● **Instructions to follow**:
Return each of the entries below word for word.

● **Records shown**:
********************

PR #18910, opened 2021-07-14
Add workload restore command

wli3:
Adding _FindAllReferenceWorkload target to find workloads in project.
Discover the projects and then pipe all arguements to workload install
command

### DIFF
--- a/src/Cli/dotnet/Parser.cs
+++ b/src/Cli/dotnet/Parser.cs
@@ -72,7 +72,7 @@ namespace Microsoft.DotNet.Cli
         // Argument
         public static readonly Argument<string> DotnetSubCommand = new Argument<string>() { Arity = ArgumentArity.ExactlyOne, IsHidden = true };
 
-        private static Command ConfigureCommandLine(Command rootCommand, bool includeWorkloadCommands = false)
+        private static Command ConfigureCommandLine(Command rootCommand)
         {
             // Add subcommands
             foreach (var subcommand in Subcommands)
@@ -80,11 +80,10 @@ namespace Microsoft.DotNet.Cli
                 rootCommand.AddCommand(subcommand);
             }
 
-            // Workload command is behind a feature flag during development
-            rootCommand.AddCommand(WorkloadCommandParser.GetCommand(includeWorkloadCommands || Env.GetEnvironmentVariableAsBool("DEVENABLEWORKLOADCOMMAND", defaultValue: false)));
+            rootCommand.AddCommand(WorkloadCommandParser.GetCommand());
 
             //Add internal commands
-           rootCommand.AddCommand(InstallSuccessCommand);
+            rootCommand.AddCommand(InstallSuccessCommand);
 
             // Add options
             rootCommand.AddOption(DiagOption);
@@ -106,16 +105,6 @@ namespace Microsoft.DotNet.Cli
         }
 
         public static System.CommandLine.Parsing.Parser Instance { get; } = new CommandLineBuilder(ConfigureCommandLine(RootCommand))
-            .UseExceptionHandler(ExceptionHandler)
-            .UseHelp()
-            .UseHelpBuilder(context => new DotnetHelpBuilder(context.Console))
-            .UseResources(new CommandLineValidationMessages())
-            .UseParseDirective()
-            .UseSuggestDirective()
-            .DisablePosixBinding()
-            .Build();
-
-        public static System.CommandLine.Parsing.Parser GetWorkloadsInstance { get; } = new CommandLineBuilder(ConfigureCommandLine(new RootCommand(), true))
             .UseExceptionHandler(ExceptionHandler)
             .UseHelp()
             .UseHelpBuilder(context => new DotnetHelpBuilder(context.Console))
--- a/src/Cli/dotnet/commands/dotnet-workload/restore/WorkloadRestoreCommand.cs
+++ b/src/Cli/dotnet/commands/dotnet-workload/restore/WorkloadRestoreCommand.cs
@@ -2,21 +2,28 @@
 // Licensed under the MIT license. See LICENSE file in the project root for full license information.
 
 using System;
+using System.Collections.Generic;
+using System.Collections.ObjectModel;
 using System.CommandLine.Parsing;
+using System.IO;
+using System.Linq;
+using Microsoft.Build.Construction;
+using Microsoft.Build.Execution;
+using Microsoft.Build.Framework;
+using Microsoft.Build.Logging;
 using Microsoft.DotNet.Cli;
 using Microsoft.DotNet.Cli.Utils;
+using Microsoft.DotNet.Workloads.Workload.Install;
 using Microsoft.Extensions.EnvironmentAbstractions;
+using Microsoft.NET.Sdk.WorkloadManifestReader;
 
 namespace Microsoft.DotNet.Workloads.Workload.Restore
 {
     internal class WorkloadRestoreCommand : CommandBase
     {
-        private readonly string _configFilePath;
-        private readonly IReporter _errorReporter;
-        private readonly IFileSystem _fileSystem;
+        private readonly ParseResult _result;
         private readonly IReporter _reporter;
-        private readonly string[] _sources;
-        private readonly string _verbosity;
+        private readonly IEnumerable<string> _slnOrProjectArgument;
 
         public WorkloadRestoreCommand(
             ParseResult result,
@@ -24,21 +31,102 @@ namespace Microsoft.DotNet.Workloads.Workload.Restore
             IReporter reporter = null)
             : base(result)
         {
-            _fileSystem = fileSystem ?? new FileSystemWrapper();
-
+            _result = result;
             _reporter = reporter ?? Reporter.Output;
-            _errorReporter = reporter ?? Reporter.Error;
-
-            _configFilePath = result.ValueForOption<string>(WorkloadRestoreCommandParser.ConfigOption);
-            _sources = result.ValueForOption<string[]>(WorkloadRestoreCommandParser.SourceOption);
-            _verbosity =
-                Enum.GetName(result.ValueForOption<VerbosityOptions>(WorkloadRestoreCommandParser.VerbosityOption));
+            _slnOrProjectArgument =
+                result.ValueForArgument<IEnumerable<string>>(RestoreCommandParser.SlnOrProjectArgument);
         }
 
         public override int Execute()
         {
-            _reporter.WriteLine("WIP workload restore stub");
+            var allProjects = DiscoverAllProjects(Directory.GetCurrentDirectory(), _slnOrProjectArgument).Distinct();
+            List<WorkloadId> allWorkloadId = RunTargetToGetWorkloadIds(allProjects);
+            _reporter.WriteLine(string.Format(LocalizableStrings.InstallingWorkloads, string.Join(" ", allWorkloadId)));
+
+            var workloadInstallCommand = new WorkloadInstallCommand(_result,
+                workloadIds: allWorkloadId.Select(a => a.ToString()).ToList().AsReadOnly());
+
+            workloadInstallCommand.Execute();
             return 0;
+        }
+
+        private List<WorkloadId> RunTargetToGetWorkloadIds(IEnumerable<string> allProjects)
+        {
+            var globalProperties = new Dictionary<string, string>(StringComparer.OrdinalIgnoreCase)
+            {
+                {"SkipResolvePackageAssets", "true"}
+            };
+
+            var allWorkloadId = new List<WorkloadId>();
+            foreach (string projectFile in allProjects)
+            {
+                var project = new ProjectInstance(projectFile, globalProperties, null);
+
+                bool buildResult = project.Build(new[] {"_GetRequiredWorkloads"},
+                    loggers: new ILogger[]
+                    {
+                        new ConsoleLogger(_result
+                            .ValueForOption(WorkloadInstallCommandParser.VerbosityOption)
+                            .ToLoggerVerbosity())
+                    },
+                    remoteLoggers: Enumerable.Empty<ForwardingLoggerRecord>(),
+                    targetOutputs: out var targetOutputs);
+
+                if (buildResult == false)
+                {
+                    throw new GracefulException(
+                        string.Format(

********************

● **Output for this task**:
PR #18910, opened 2021-07-14
Add workload restore command

wli3:
Adding _FindAllReferenceWorkload target to find workloads in project.
Discover the projects and then pipe all arguements to workload install
command

### DIFF
--- a/src/Cli/dotnet/Parser.cs
+++ b/src/Cli/dotnet/Parser.cs
@@ -72,7 +72,7 @@ namespace Microsoft.DotNet.Cli
         // Argument
         public static readonly Argument<string> DotnetSubCommand = new Argument<string>() { Arity = ArgumentArity.ExactlyOne, IsHidden = true };
 
-        private static Command ConfigureCommandLine(Command rootCommand, bool includeWorkloadCommands = false)
+        private static Command ConfigureCommandLine(Command rootCommand)
         {
             // Add subcommands
             foreach (var subcommand in Subcommands)
@@ -80,11 +80,10 @@ namespace Microsoft.DotNet.Cli
                 rootCommand.AddCommand(subcommand);
             }
 
-            // Workload command is behind a feature flag during development
-            rootCommand.AddCommand(WorkloadCommandParser.GetCommand(includeWorkloadCommands || Env.GetEnvironmentVariableAsBool("DEVENABLEWORKLOADCOMMAND", defaultValue: false)));
+            rootCommand.AddCommand(WorkloadCommandParser.GetCommand());
 
             //Add internal commands
-           rootCommand.AddCommand(InstallSuccessCommand);
+            rootCommand.AddCommand(InstallSuccessCommand);
 
             // Add options
             rootCommand.AddOption(DiagOption);
@@ -106,16 +105,6 @@ namespace Microsoft.DotNet.Cli
         }
 
         public static System.CommandLine.Parsing.Parser Instance { get; } = new CommandLineBuilder(ConfigureCommandLine(RootCommand))
-            .UseExceptionHandler(ExceptionHandler)
-            .UseHelp()
-            .UseHelpBuilder(context => new DotnetHelpBuilder(context.Console))
-            .UseResources(new CommandLineValidationMessages())
-            .UseParseDirective()
-            .UseSuggestDirective()
-            .DisablePosixBinding()
-            .Build();
-
-        public static System.CommandLine.Parsing.Parser GetWorkloadsInstance { get; } = new CommandLineBuilder(ConfigureCommandLine(new RootCommand(), true))
             .UseExceptionHandler(ExceptionHandler)
             .UseHelp()
             .UseHelpBuilder(context => new DotnetHelpBuilder(context.Console))
--- a/src/Cli/dotnet/commands/dotnet-workload/restore/WorkloadRestoreCommand.cs
+++ b/src/Cli/dotnet/commands/dotnet-workload/restore/WorkloadRestoreCommand.cs
@@ -2,21 +2,28 @@
 // Licensed under the MIT license. See LICENSE file in the project root for full license information.
 
 using System;
+using System.Collections.Generic;
+using System.Collections.ObjectModel;
 using System.CommandLine.Parsing;
+using System.IO;
+using System.Linq;
+using Microsoft.Build.Construction;
+using Microsoft.Build.Execution;
+using Microsoft.Build.Framework;
+using Microsoft.Build.Logging;
 using Microsoft.DotNet.Cli;
 using Microsoft.DotNet.Cli.Utils;
+using Microsoft.DotNet.Workloads.Workload.Install;
 using Microsoft.Extensions.EnvironmentAbstractions;
+using Microsoft.NET.Sdk.WorkloadManifestReader;
 
 namespace Microsoft.DotNet.Workloads.Workload.Restore
 {
     internal class WorkloadRestoreCommand : CommandBase
     {
-        private readonly string _configFilePath;
-        private readonly IReporter _errorReporter;
-        private readonly IFileSystem _fileSystem;
+        private readonly ParseResult _result;
         private readonly IReporter _reporter;
-        private readonly string[] _sources;
-        private readonly string _verbosity;
+        private readonly IEnumerable<string> _slnOrProjectArgument;
 
         public WorkloadRestoreCommand(
             ParseResult result,
@@ -24,21 +31,102 @@ namespace Microsoft.DotNet.Workloads.Workload.Restore
             IReporter reporter = null)
             : base(result)
         {
-            _fileSystem = fileSystem ?? new FileSystemWrapper();
-
+            _result = result;
             _reporter = reporter ?? Reporter.Output;
-            _errorReporter = reporter ?? Reporter.Error;
-
-            _configFilePath = result.ValueForOption<string>(WorkloadRestoreCommandParser.ConfigOption);
-            _sources = result.ValueForOption<string[]>(WorkloadRestoreCommandParser.SourceOption);
-            _verbosity =
-                Enum.GetName(result.ValueForOption<VerbosityOptions>(WorkloadRestoreCommandParser.VerbosityOption));
+            _slnOrProjectArgument =
+                result.ValueForArgument<IEnumerable<string>>(RestoreCommandParser.SlnOrProjectArgument);
         }
 
         public override int Execute()
         {
-            _reporter.WriteLine("WIP workload restore stub");
+            var allProjects = DiscoverAllProjects(Directory.GetCurrentDirectory(), _slnOrProjectArgument).Distinct();
+            List<WorkloadId> allWorkloadId = RunTargetToGetWorkloadIds(allProjects);
+            _reporter.WriteLine(string.Format(LocalizableStrings.InstallingWorkloads, string.Join(" ", allWorkloadId)));
+
+            var workloadInstallCommand = new WorkloadInstallCommand(_result,
+                workloadIds: allWorkloadId.Select(a => a.ToString()).ToList().AsReadOnly());
+
+            workloadInstallCommand.Execute();
             return 0;
+        }
+
+        private List<WorkloadId> RunTargetToGetWorkloadIds(IEnumerable<string> allProjects)
+        {
+            var globalProperties = new Dictionary<string, string>(StringComparer.OrdinalIgnoreCase)
+            {
+                {"SkipResolvePackageAssets", "true"}
+            };
+
+            var allWorkloadId = new List<WorkloadId>();
+            foreach (string projectFile in allProjects)
+            {
+                var project = new ProjectInstance(projectFile, globalProperties, null);
+
+                bool buildResult = project.Build(new[] {"_GetRequiredWorkloads"},
+                    loggers: new ILogger[]
+                    {
+                        new ConsoleLogger(_result
+                            .ValueForOption(WorkloadInstallCommandParser.VerbosityOption)
+                            .ToLoggerVerbosity())
+                    },
+                    remoteLoggers: Enumerable.Empty<ForwardingLoggerRecord>(),
+                    targetOutputs: out var targetOutputs);
+
+                if (buildResult == false)
+                {
+                    throw new GracefulException(
+                        string.Format(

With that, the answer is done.